§ ABOUT THIS TASK: Determine the number of lines in the data that include the word "return", and write only that number.

§ DATA SECTION:
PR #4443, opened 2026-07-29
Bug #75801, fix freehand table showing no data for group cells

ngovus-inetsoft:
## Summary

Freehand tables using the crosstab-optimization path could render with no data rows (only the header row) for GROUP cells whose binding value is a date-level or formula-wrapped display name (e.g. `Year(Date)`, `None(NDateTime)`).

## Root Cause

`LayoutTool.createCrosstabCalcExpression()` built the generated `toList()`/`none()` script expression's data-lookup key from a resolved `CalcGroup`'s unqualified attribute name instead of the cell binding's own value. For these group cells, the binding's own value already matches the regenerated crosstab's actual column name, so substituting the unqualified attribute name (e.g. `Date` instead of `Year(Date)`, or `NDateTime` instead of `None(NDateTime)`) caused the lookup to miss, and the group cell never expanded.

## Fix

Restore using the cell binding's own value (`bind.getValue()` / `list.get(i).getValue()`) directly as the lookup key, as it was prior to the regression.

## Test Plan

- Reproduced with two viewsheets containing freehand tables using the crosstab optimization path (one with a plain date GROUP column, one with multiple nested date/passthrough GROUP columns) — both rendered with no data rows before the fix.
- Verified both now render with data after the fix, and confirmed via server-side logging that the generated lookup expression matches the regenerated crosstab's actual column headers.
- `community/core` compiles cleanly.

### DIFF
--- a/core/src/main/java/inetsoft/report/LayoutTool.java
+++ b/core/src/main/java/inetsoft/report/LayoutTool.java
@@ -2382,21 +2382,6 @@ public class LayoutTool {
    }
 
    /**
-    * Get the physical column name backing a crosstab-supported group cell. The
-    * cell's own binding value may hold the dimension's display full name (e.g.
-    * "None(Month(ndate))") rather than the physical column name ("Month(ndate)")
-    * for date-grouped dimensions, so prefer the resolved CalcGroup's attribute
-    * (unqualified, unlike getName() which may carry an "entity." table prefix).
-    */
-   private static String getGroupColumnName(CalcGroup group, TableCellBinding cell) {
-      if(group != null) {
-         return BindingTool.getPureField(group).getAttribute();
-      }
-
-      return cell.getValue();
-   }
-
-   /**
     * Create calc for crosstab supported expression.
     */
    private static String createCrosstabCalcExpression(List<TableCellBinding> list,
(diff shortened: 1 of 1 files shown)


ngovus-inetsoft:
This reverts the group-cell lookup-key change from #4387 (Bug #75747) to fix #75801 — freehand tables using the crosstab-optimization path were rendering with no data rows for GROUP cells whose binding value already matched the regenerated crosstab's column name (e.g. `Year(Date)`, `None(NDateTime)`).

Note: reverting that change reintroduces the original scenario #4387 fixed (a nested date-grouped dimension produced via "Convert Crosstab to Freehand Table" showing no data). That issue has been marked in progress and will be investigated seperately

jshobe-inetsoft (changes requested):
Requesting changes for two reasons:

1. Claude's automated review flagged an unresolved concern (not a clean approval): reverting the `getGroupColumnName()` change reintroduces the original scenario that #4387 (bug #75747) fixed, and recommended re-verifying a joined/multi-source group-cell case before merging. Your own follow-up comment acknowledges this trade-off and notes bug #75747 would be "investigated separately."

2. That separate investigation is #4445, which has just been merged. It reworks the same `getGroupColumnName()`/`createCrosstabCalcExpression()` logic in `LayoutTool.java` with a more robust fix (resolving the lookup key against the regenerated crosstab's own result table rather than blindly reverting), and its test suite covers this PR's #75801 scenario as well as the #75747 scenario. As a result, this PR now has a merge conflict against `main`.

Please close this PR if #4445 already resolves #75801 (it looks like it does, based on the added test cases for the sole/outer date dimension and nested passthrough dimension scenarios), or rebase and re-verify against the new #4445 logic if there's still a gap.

§ RESULT FOR THIS TASK: 2